Pour les voyages longue-distance (+80 km du domicile), il faudra de nouveau privilégier le train (et ce, dans toute l’Europe), rouvrir les petites les lignes, proposer des billets bon-marché et des wagons pouvant accueillir les vélos. Des cars électriques pourront assurer la liaison des plus petites communes entre elles.
Des sous et de la méthode
Les rapports du Shift Project couvrent un éventail de sujets beaucoup plus larges : logement, santé, culture, administrations publiques… Nous avons seulement donné les grandes lignes pour les secteurs cruciaux. Pour connaître tous les détails du PTEF, nous vous invitons à consulter le site du Shift Project (les rapports sont gratuits) ou commander leur livre de vulgarisation : Climat, crises. Le plan de transformation de l'économie française
Maintenant que nous connaissons les objectifs du PTEF, reste à savoir comment le financer et comment le mettre en œuvre. Pour répondre à la première question, les auteurs estiment que la transition écologique doit initier un cercle vertueux - rapportant plus qu’il ne coûte. Cette dynamique se transcrirait par exemple dans le domaine de l’emploi, car si le PTEF prévoit de détruire 800 000 emplois (dans le secteur pétrolier surtout), il prévoit aussi d’en créer 1,1 million (notamment via la création d’une puissante industrie du cycle, des deux roues et de la voiture électrique), soit un solde net de 300 000 emplois gagnés pour les Français.
De plus, le Shift Project évoque plusieurs nouvelles sources de financements potentiels :
- Une réforme de l’épargne française, visant à réorienter une partie des 1 200 milliards d’euros de l’assurance vie individuelle à travers un nouveau contrat
- Une baisse drastique des subventions aux énergies fossiles (335 milliards de dollars pour l’Europe en 2015).
- Une taxe sur les échanges financiers.
- Une vraie politique de lutte contre l’évasion fiscale.
Le Shift Project ne propose pas un pays de cocagne. Mais un pays légèrement différent du nôtre : agréable, accessible, et surtout, durable.
Il ont un plan !
Enfin, les auteurs du Shift Project préconisent une méthode : la planification, évoquant même l’ancien Commissariat Général au Plan, qui devint l’organe emblématique des Trente Glorieuse en accompagnant tous les grands chantiers nationaux (on lui doit le lancement des projets Airbus, Concorde, ou l’aéroport de Roissy).

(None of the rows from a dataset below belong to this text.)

PR #222, opened 2024-06-04
Fix failing CI tests (ffmpeg on apple silicon, PySide2 problems)

GenevieveBuckley:
In this PR:
1. `brew install ffmpeg` for Apple Silicon Mac arm64 runners on github actions, since imageio-ffmpeg does not provide ffmpeg binaries for Apple Silicon https://github.com/imageio/imageio-ffmpeg/issues/71
2. Restrict PySide tests to Mac Intel (not Apple Silicon), and for all operating systems python>=3.10. PySide is not available for these configurations.
3. Drop python 3.8, and add python 3.12 to the CI test matrix

### DIFF
--- a/.github/workflows/test_and_deploy.yml
+++ b/.github/workflows/test_and_deploy.yml
@@ -42,6 +42,7 @@ jobs:
     name: ${{ matrix.platform }} py${{ matrix.python-version }}
     runs-on: ${{ matrix.platform }}
     strategy:
+      fail-fast: false
       matrix:
         platform: [ ubuntu-latest, windows-latest, macos-latest ]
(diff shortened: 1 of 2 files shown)


.github/workflows/test_and_deploy.yml
```diff
@@ -42,9 +42,10 @@ jobs:
     name: ${{ matrix.platform }} py${{ matrix.python-version }}
     runs-on: ${{ matrix.platform }}
     strategy:
+      fail-fast: false
```
GenevieveBuckley, line 45:
```suggestion
      fail-fast: true
```

jni:
Nice, thanks @GenevieveBuckley!

PR #239, opened 2025-07-14
Add Python 3.13 support and fix enum behavior difference

### LINKED ISSUE #237: napari 0.6.2, py313, pyqt6: Easing related traceback, plugin can't be used
Hit this at SciPy!
```
---------------------------------------------------------------------------
KeyError                                  Traceback (most recent call last)
File ~/micromamba/envs/napari-062/lib/python3.13/site-packages/napari_animation/_qt/animation_widget.py:113, in AnimationWidget._capture_keyframe_callback(self=<napari_animation._qt.animation_widget.AnimationWidget object>, event=False)
    111 def _capture_keyframe_callback(self, event=None):
    112     """Record current key-frame"""
--> 113     self.animation.capture_keyframe(**self._input_state())
        self.animation = <napari_animation.animation.Animation object at 0x16a6d34d0>
        self = <napari_animation._qt.animation_widget.AnimationWidget object at 0x16e1419f0>
File ~/micromamba/envs/napari-062/lib/python3.13/site-packages/napari_animation/_qt/animation_widget.py:108, in AnimationWidget._input_state(self=<napari_animation._qt.animation_widget.AnimationWidget object>)
    104 def _input_state(self):
    105     """Get current state of input widgets as {key->value} parameters."""
    106     return {
    107         "steps": int(self.frameWidget.stepsSpinBox.value()),
--> 108         "ease": self.frameWidget.get_easing_func(),
        self.frameWidget = <napari_animation._qt.frame_widget.FrameWidget object at 0x12744dbd0>
        self.frameWidget.stepsSpinBox = <PyQt6.QtWidgets.QSpinBox object at 0x3235dafd0>
        self = <napari_animation._qt.animation_widget.AnimationWidget object at 0x16e1419f0>    109     }

File ~/micromamba/envs/napari-062/lib/python3.13/site-packages/napari_animation/_qt/frame_widget.py:69, in FrameWidget.get_easing_func(self=<napari_animation._qt.frame_widget.FrameWidget object>)
     68 def get_easing_func(self):
---> 69     return Easing[self.easeComboBox.currentText().upper()]
        self.easeComboBox = <PyQt6.QtWidgets.QComboBox object at 0x3235daad0>
        self = <napari_animation._qt.frame_widget.FrameWidget object at 0x12744dbd0>
File ~/micromamba/envs/napari-062/lib/python3.13/enum.py:793, in EnumType.__getitem__(cls=<enum 'Easing'>, name='')
    789 def __getitem__(cls, name):
    790     """
    791     Return the member matching `name`.
    792     """
--> 793     return cls._member_map_[name]
        cls._member_map_ = {}
        name = ''
        cls = <enum 'Easing'>
KeyError: ''
```

The Easing combobox is empty.

willingc:
Closes #237.  This PR adds Python 3.13 support.

Co-authored with @psobolewskiPhD using #240 code changes for CI.

## Key Changes

  1. Enum Compatibility Layer (`napari_animation/_enum_compat.py`):
    - Python 3.13 introduced stricter enum handling requiring `enum.member()` wrapper for callable values
    - Created compatibility layer that detects Python version and conditionally wraps enum values
    - Updated Easing and Interpolation enums to use this wrapper
  2. CI/CD Updates:
    - Added Python 3.13 to test matrix
    - Updated GitHub Actions from v4 to v5
  3. Development Tool Updates:
    - Black updated to v25.1.0 with py313 target
    - Added skip-string-normalization to preserve quote styles
    - Fixed ruff linting and Black formatting issues
  4. Test Infrastructure:
    - Added comprehensive enum compatibility tests
    - Updated mocking for Python 3.10 compatibility
  5. Drop support for 3.9

  The changes ensure napari-animation works seamlessly across Python 3.10-3.13 while maintaining backward compatibility.

### DIFF
--- a/napari_animation/_enum_compat.py
+++ b/napari_animation/_enum_compat.py
@@ -17,19 +17,20 @@ try:
     from enum import member
 
     # member is importable (Python 3.11+)
-    _HAS_ENUM_MEMBER = True
+    _ENUM_MEMBER_AVAILABLE = True
 except ImportError:
     # Python 3.10 has no member support
-    _HAS_ENUM_MEMBER = False
+    _ENUM_MEMBER_AVAILABLE = False
 
 # Check if enum.member is required (Python 3.13+)
-_NEEDS_ENUM_MEMBER = sys.version_info >= (3, 13)
+_ENUM_MEMBER_REQUIRED = sys.version_info >= (3, 13)
 
 
 def wrap_enum_member(value):
     """Conditionally wrap a value with enum.member if needed."""
-    if _NEEDS_ENUM_MEMBER:
-        # Needed for Python 3.11+
+    # Enum member is required for Python 3.13+, and available for 3.11+
+    if _ENUM_MEMBER_REQUIRED or _ENUM_MEMBER_AVAILABLE:
         return member(value)
-    # python 3.10 common case
-    return value
+    # For python 3.10 and older, just return the value directly
+    if not _ENUM_MEMBER_AVAILABLE:
+        return value
--- a/napari_animation/_enum_compat.py
+++ b/napari_animation/_enum_compat.py
@@ -29,9 +29,6 @@ _NEEDS_ENUM_MEMBER = sys.version_info >= (3, 13)
 def wrap_enum_member(value):
     """Conditionally wrap a value with enum.member if needed."""
     if _NEEDS_ENUM_MEMBER:
-        if not _HAS_ENUM_MEMBER:
-            # python 3.10 does not have member so we cannot wrap
-            return value
         # Needed for Python 3.11+
         return member(value)
     # python 3.10 common case
--- a/napari_animation/_enum_compat.py
+++ b/napari_animation/_enum_compat.py
@@ -1,13 +1,24 @@
-"""Compatibility layer for enum behavior across Python versions."""
+"""Compatibility layer for enum behavior across Python versions.
+
+Python 3.13 introduced stricter enum handling requiring `enum.member()` wrapper for callable values.
+This compatibility layer detects Python version and conditionally wraps enum values.
+- Python 3.10:
+- Python 3.11 added `member`
+- Python 3.13+: No wrapper required.
+
+Enum members have a name and a value.
+"""
 
 import sys
 
-# Check if enum.member is available (Python 3.11+)
+# Check if member is importable
 try:
     from enum import member
 
+    # member is importable (Python 3.11+)
     _HAS_ENUM_MEMBER = True
 except ImportError:
+    # Python 3.10 has no member support
     _HAS_ENUM_MEMBER = False
 
 # Check if enum.member is required (Python 3.13+)
@@ -16,6 +27,11 @@ _NEEDS_ENUM_MEMBER = sys.version_info >= (3, 13)
 
 def wrap_enum_member(value):
     """Conditionally wrap a value with enum.member if needed."""
-    if _NEEDS_ENUM_MEMBER and _HAS_ENUM_MEMBER:
+    if _NEEDS_ENUM_MEMBER:
+        if not _HAS_ENUM_MEMBER:
+            raise RuntimeError(
+                f"Python {sys.version_info[:2]} requires enum.member but it's not available. "
+                "Please upgrade your Python installation."
+            )
         return member(value)
     return value
--- a/napari_animation/_enum_compat.py
+++ b/napari_animation/_enum_compat.py
@@ -34,3 +34,5 @@ def wrap_enum_member(value):
             return value
         # Needed for Python 3.11+
         return member(value)
+    # python 3.10 common case
+    return value
--- a/napari_animation/_enum_compat.py
+++ b/napari_animation/_enum_compat.py
@@ -4,7 +4,7 @@ Python 3.13 introduced stricter enum handling requiring `enum.member()` wrapper 
 This compatibility layer detects Python version and conditionally wraps enum values.
 - Python 3.10:
 - Python 3.11 added `member`
-- Python 3.13+: No wrapper required.
+- Python 3.13+: member is required.
 
 Enum members have a name and a value.
 """
--- a/napari_animation/_enum_compat.py
+++ b/napari_animation/_enum_compat.py
@@ -1,4 +1,5 @@
 """Compatibility layer for enum behavior across Python versions."""
+
 import sys
 
 # Check if enum.member is available (Python 3.11+)
--- a/napari_animation/_enum_compat.py
+++ b/napari_animation/_enum_compat.py
@@ -1,10 +1,11 @@
 """Compatibility layer for enum behavior across Python versions.
 
-Python 3.13 introduced stricter enum handling requiring `enum.member()` wrapper for callable values.
+Python 3.13 introduced stricter enum handling requiring `enum.member()` wrapper for callable values. See https://docs.python.org/3/library/enum.html.
 This compatibility layer detects Python version and conditionally wraps enum values.
 - Python 3.10:
 - Python 3.11 added `member`
-- Python 3.13+: member is required.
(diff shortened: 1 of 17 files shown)


napari_animation/_enum_compat.py
```diff
@@ -0,0 +1,37 @@
+"""Compatibility layer for enum behavior across Python versions.
+
+Python 3.13 introduced stricter enum handling requiring `enum.member()` wrapper for callable values.
+This compatibility layer detects Python version and conditionally wraps enum values.
+- Python 3.10:
+- Python 3.11 added `member`
+- Python 3.13+: No wrapper required.
```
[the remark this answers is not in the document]
psobolewskiPhD: Yes, that is my understanding as well. py313 requires using enum.member, but py310 doesn't have that hence the wrapper being needed.
Once we drop 3.10, then we won't need the compatibility layer and can just use `member(partial(...))` from `enum`

napari_animation/_tests/test_enum_compat.py
```diff
@@ -0,0 +1,190 @@
...
+
+        def __call__(self, *args):
+            return self.value(*args)
+
+    result = TestEnum.TEST(5)
+    assert result == 10
+
+
+@pytest.mark.skip(reason="Troubleshooting")
+def test_wrap_enum_member_python_310_simulation():
```
psobolewskiPhD, line 56: I don't quite get this test. We run on py310 and py313, so the other tests should cover both behaviors?

napari_animation/_tests/test_enum_compat.py
```diff
@@ -0,0 +1,190 @@
...
+    ):
+        wrapped = wrap_enum_member(partial_func)
+
+        # Should return the original partial function
+        assert wrapped is partial_func
+        assert wrapped(5) == 10
+
+
+@pytest.mark.skip(reason="Not implemented yet")
+def test_wrap_enum_member_python_313_simulation():
```
psobolewskiPhD, line 77: Same as above, I don't get these simulation tests.

tox.ini
```diff
@@ -1,25 +1,25 @@
...
+    macos_x86_64: darwin-x86_64
+    linux: linux
+    windows: win32
 
 [testenv]
 platform = 
-    macos: darwin
-    macosintel: darwin
+    macos_arm64: darwin-arm64
+    macos_x86_64: darwin-x86_64
```
psobolewskiPhD, line 22: This should be revered, the platform is just `darwin` as far as I know

tox.ini
```diff
@@ -1,25 +1,25 @@
...
 [gh-actions:env]
 PLATFORM =
-    ubuntu-latest: linux
-    macos-latest: macos
-    macos-13: macosintel
-    windows-latest: windows
+    macos_arm64: darwin-arm64
+    macos_x86_64: darwin-x86_64
+    linux: linux
+    windows: win32
```
psobolewskiPhD, line 17: I think this needs to be reverted, because this is supposed to map the GitHub runner (`platform`) to the tox env.
The runners are defined in test_and_deploy:
`platform: [ ubuntu-latest, windows-latest, macos-latest ]`
So looks like we dropped testing on macosintel and could just remove that.


Or it needs to be changed to have the GitHub names on the left hand side...

tox.ini
```diff
@@ -36,20 +36,26 @@ deps =
...
 deps =
     {[testenv]deps}
     napari[pyside2]
-    lxml_html_clean # should only be needed till napari 0.5.0
-    # .  # napari-animation install from source
+
+[testenv:py{310}-{linux,macos_x86_64,macos_arm64,windows}-pyside6]
+deps =
+    {[testenv]deps}
+    napari[PySide6]
```
psobolewskiPhD, line 58: this doesn't exist (yet)

tox.ini
```diff
@@ -36,20 +36,26 @@ deps =
...
-    lxml_html_clean # should only be needed till napari 0.5.0
-    # .  # napari-animation install from source
+    napari[PyQt6]
 
 # PySide2 unavailable on Mac apple silicon arm64, and for python >=3.11
-[testenv:py{39,310}-{linux,macosintel,windows}-pyside]
+[testenv:py{310}-{linux,macos_x86_64,windows}-pyside2]
 deps =
     {[testenv]deps}
     napari[pyside2]
```
psobolewskiPhD, line 53: pyside2 requires `pytest-qt < 4.5.0`

psobolewskiPhD (dismissed):
I think the enum compatibility is a very clever fix till we drop 3.10! Thanks!
but there are some CI issues with the tox.ini changes.
I've tried to break out just fixing CI and running on py313 into their own PR:
https://github.com/napari/napari-animation/pull/240
Hopefully that makes this PR easier!

napari_animation/_enum_compat.py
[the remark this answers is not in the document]
jni: Should we just drop 3.10 then? [SPEC0 says yes](https://scientific-python.org/specs/spec-0000/#support-window).

napari_animation/_enum_compat.py
```diff
@@ -0,0 +1,37 @@
...
+
+
+def wrap_enum_member(value):
+    """Conditionally wrap a value with enum.member if needed."""
+    if _NEEDS_ENUM_MEMBER:
+        if not _HAS_ENUM_MEMBER:
+            raise RuntimeError(
+                f"Python {sys.version_info[:2]} requires enum.member but it's not available. "
+                "Please upgrade your Python installation."
+            )
```
jni, line 35: This code should be unreachable, so I am in favour of removing it (and the corresponding test)

napari_animation/_enum_compat.py
```diff
@@ -0,0 +1,37 @@
+"""Compatibility layer for enum behavior across Python versions.
+
+Python 3.13 introduced stricter enum handling requiring `enum.member()` wrapper for callable values.
```
jni, line 3: Can we link the relevant PEPs or Python docs here?

napari_animation/_enum_compat.py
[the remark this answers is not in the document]
jni: A fair point! I'm happy to leave it. You're making me want to follow SPEC0 more strictly on napari main, though 😜. 

I think though that we should be even clearer about the bits of code that can be removed. (See this discussion for example.) I think the whole `_enum_compat` file should be able to go once we drop 3.10? Which will be in a few months with napari 0.7.0.

willingc:
@jni @psobolewskiPhD @brisvag Maybe we should simplify everything and drop 3.10 early. We can then drop all of the enum guarding which is a PITA to maintain. I would be inclined to also move this to a modern packaging deployment too. Thoughts?

jni:
I actually think we don't need to worry *too much* about simul-dropping — if you are on 3.10 you'll simply get a slightly older napari-animation, but it'll work. Right?

willingc:
@jni I added back 3.10 for pyside for linux and window (no mac since I couldn't get it to work). I also updated the ci to output in the run name to have the qt_version displayed.

Let me go back (now that CI is green) and check the nested guard that you mention. Honestly, I spent most of my time fighting with tox and CI, as they were not as explicit as I would have expected. Thankfully, @psobolewskiPhD had the fail-fast toggled to false in his PR which ultimately unblocked me.

willingc:
@jni Removed the nested check and improved the naming of the guard variables. This should be ready to land. Thanks for the feedback.

psobolewskiPhD:
Just a quick note: we really shouldn't drop py310 in this repo, because it will make it incompatible with pyside2. For the time being, we need to keep that for the bundle, until we move everything over to pyside6.
This is a key plugin that needs to work in the bundle.

jni:
@psobolewskiPhD the old version of napari-animation would still be available for the bundle *if* the bundle was on 3.10! But it's actually on 3.11!

https://github.com/napari/packaging/pull/189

Il faudra donc faire un choix. Transformer la société nécessite beaucoup d'interventionnisme, et donc, un marché moins libre. Bien sûr, le Shift Project n’entend pas transformer la France en pays autoritaire et compte laisser aux entreprises les mains libres, même si des “incitations intelligentes" (carotte et bâton) devraient les aider à prendre la bonne direction.
Notre société est malade. Mais désormais, nous avons le diagnostic, le remède, et la posologie. Finalement, c’est tant mieux ! Nous ne sommes ni perdus, ni condamnés par les dieux. Il faut juste reprendre de bonnes habitudes. Et se soigner.